Dora pensó un momento y asintió.
—¿Has visto alguna vez a tu papá?
¿O una foto de él?
Dora no pudo contener sus lágrimas más.
Los pequeños hombros del niño temblaron mientras comenzaba a llorar.
—He visto fotos y lo he conocido.
Mamá dijo que Papá ya no me quiere, sollozo…
¿Fue porque era feo o travieso cuando era pequeño, por eso Papá no me quiere?
Martin Sewell entonces se dio cuenta de la gravedad de la situación.
En un aturdimiento,
recordó algo que había olvidado hacer.
Se maldijo mentalmente.
Mirando las lágrimas de Dora, extendió suavemente la mano para limpiarlas.

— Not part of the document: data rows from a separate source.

PR #339, opened 2026-06-23
HTML-886 add attribute to specify sorting of options for appointmentS…

chibongho:
…erviceObs tag

This PR adds an optional `sortBy` attribute to the `<apointmentServiceObs>` tag. When specified with the value `specialitiesOrderThenServiceName`, it sorts the appointment service options first by the order of the specialities in the `specialities` attribute, then by service name. This allows us to make the "Other"  service option appear at the end of the dropdown list.

See: https://github.com/PIH/openmrs-config-pihsl/pull/324 for usage

### DIFF
--- a/api/src/main/java/org/openmrs/module/htmlformentry/element/AppointmentServiceObsElement.java
+++ b/api/src/main/java/org/openmrs/module/htmlformentry/element/AppointmentServiceObsElement.java
@@ -1,10 +1,13 @@
 package org.openmrs.module.htmlformentry.element;
 
 import javax.servlet.http.HttpServletRequest;
+
 import java.util.Collection;
 import java.util.Collections;
+import java.util.Comparator;
 import java.util.List;
 import java.util.Map;
+import java.util.Optional;
 import java.util.stream.Collectors;
 
 import org.apache.commons.lang.StringUtils;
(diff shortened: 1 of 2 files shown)


cioan (approved):
LGTM!

api/src/main/java/org/openmrs/module/htmlformentry/element/AppointmentServiceObsElement.java
```diff
@@ -37,6 +42,14 @@ public class AppointmentServiceObsElement implements HtmlGeneratorElement, FormS
 
 	private String tagControlId;
 
+	private static final String ATTRIBUTE_SPECIALITIES = "specialities";
+	private static final String ATTRIBUTE_SORT_BY = "sortBy";
+
+	private static final String ATTRIBUTE_SORT_BY_SPECIALITIES_ORDER_THEN_SERVICE_NAME = "specialitiesOrderThenServiceName";
```
mseaton, line 48: Not in love with this attribute name.  Can we change this so that sortBy can take a comma-delimited list of options, so the default would be "sortBy=serviceName", but in our forms it would be "sortBy=specialty,serviceName"?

—Papá no te detesta en absoluto.
Eres adorable y te portas muy bien.
Papá quizás simplemente no sabe de ti todavía.
Si lo supiera, definitivamente te amaría mucho.
Tan pronto como terminó de hablar, los llantos de Dora se detuvieron abruptamente.
Lo miró con ojos llenos de lágrimas.
—¿De verdad?
¿Papá me querrá?
Martin Sewell asintió afirmativamente.
—Te querrá muchísimo.
Dora, ¿puedes decirme ahora quién es tu papá?